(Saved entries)

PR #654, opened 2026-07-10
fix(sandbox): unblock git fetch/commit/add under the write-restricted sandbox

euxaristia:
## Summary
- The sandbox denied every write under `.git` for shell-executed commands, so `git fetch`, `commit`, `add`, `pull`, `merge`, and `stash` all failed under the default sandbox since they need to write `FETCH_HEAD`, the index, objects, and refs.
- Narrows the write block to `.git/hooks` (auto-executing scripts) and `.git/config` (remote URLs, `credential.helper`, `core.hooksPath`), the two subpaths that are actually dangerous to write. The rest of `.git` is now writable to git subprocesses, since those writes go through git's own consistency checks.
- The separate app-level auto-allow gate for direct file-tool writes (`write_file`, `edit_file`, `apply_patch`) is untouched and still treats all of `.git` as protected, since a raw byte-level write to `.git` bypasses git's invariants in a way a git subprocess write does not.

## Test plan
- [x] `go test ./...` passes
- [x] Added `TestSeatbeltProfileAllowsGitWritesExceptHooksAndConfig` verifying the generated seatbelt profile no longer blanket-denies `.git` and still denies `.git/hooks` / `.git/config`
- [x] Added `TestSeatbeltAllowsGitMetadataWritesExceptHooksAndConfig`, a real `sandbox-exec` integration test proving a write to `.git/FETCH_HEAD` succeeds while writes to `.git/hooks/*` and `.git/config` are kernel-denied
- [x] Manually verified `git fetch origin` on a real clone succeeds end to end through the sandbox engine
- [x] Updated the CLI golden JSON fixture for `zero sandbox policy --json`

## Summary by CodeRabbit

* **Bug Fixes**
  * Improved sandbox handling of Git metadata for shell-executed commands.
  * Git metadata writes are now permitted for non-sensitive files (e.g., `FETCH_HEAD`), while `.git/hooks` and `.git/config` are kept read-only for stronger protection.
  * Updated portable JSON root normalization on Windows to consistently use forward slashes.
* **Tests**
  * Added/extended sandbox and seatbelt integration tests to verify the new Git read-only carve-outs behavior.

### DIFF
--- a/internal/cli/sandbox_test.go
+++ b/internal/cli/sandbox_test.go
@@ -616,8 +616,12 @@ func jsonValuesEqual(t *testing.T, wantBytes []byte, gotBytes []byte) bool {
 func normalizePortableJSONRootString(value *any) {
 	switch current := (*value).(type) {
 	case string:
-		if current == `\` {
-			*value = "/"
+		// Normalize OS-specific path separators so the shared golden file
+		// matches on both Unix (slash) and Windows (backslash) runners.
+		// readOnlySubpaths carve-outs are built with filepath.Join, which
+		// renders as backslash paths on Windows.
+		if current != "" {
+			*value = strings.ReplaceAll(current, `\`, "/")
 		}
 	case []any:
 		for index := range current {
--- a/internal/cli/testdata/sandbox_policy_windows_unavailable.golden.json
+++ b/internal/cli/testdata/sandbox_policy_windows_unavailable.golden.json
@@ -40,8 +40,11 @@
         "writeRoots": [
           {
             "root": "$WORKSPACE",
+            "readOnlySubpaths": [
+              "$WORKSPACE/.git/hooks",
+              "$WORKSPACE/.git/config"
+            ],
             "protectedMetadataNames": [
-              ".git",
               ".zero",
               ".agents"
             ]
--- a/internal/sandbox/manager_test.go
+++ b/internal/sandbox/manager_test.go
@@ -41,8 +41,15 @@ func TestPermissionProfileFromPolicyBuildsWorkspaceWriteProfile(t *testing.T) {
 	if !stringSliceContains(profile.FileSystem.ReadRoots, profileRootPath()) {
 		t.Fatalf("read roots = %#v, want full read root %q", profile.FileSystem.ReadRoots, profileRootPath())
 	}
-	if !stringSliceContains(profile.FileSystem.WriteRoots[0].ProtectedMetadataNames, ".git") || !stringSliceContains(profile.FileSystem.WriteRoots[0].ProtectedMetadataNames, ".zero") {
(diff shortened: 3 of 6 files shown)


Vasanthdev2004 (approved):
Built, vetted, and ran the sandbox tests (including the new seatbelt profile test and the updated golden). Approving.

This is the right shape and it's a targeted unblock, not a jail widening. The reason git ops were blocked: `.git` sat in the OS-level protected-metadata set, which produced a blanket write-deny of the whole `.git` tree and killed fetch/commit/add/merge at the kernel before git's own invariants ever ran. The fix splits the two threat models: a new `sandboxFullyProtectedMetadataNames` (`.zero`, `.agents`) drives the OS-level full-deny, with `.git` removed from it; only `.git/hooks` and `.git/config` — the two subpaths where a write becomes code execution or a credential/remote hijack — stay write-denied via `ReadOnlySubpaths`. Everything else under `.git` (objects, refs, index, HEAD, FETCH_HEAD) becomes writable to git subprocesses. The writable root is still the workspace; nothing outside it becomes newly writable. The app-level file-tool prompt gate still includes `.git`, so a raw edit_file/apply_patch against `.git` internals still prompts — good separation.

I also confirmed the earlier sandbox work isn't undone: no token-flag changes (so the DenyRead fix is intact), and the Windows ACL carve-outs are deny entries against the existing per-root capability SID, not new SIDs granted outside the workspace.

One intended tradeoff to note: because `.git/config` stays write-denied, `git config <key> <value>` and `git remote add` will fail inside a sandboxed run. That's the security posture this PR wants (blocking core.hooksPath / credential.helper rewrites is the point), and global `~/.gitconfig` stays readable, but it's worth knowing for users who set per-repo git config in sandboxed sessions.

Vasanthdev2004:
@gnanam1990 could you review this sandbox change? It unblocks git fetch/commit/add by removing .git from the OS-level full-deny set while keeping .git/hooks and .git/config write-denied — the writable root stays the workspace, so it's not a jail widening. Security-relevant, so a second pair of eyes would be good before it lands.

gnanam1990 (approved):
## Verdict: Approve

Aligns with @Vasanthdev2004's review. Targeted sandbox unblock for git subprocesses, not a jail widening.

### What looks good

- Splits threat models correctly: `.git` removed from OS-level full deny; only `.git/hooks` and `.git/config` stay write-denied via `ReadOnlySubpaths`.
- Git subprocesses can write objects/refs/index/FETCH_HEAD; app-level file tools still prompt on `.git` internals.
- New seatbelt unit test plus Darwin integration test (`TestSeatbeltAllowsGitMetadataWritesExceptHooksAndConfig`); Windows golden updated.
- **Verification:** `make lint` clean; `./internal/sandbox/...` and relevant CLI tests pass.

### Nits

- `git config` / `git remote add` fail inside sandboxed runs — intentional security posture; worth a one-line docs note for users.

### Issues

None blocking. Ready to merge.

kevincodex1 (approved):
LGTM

• PROBLEM REQUIREMENTS
Please give the number of lines in the entries that contain the word "note", and nothing besides it.

• ANSWER TO THE EXERCISE
2